I really believe it can. It’s so easy to feel despondent, and to believe there’s no alternative, when so much of our political discourse seems bent on pushing individualism and profit to the devastation of all life on earth. Writing, and all art, is a hugely powerful tool and one I think we can use to present alternatives, put ideas out there, and remind people there is another way. And, to show that there’s still so much worth fighting for.

You post on instagram about the process of rewilding and rejuvenating your back garden. Does gardening and growing inform your writing prose or process? 

I love nurturing a garden that is both beautiful and welcoming to wildlife. Gardening has certain parallels with editing words, in the way you think about rhythm, and flow, and repeated themes, and grace notes. The time I’ve spent gardening has definitely made me want to write more about those experiences. And in the same way I hope my garden is a haven for wildlife, I also want to make my writing inclusive. So for example, in Wolves I use ‘she/he/they’ pronouns for non-human animals rather than ‘it’. I try to do this in my daily language too, though it’s so deeply ingrained I constantly have to re-remember. But if you say, ‘Who’s that on the feeder’, you instantly reframe the relationship with your visitor compared to, ‘What’s that on the feeder’. Robin Wall Kimmerer also talks about this in her essay The Grammar of Animacy.

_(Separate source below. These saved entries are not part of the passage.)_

PR #3176, opened 2026-06-18
[CASCL-1386] (9/11) Evict standalone EC2 nodes

L3n41c:
### What does this PR do?

Implements standalone EC2 node eviction: cordon, drain and terminate the instances (reusing the drain primitives from part 8).

### Motivation

PR #3026 is too large to review as a single change. This is **part 9 of 11** of a stack that splits it into small, individually-reviewable pieces that each build and pass tests on their own. See #3026 for the full feature context and end-to-end QA.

Did the book always have this title, or was it called something else while you worked on it? 

The original title was actually ‘The End Where We Begin’, but we had to change it as it’s similar to some other big titles already published. But that sense of beginning at the end – with the fracture points of Covid-19 and Chornobyl – was important to the novel’s sense of opening out, the idea of light after catastrophe. So with the pandemic, whilst it exposed so many inequities in our society, for some people it also meant noticing birdsong for the first time, or sowing their first vegetable seeds. And with Chornobyl, the Exclusion Zone has become an unplanned rewilding experiment on a massive scale.

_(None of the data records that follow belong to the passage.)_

PR #3177, opened 2026-06-18
[CASCL-1386] (10/11) Evict Karpenter user NodePools

L3n41c:
### What does this PR do?

Implements Karpenter user NodePool eviction: cordon and drain (Karpenter reclaims the emptied instances).

### Motivation

PR #3026 is too large to review as a single change. This is **part 10 of 11** of a stack that splits it into small, individually-reviewable pieces that each build and pass tests on their own. See #3026 for the full feature context and end-to-end QA.

### Additional Notes

**Stacked PR — the base branch is `lenaic/CASCL-1386-evict-09-standalone`, _not_ `main`**, so the diff shows only this step's change. Reuses the drain primitives introduced in part 8. The code is taken verbatim from #3026 (rebased onto `main`); there are no logic changes versus #3026.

You’re known for your Osiris Project trilogy, as well as The Coral Bones and Paris Adrift. Where would you recommend new readers begin with your work? 

If you like climate and eco-fiction, I would start with When There Are Wolves Again or The Coral Bones – I think of them as sister novels.

Finally, can you tell us a bit about what you’re working on now/next? 

I don’t have an active work-in-progress at the moment, so I’m mulling over various ideas, and hoping some seeds will start to germinate…

When There Are Wolves Again by E.J. Swift is out now!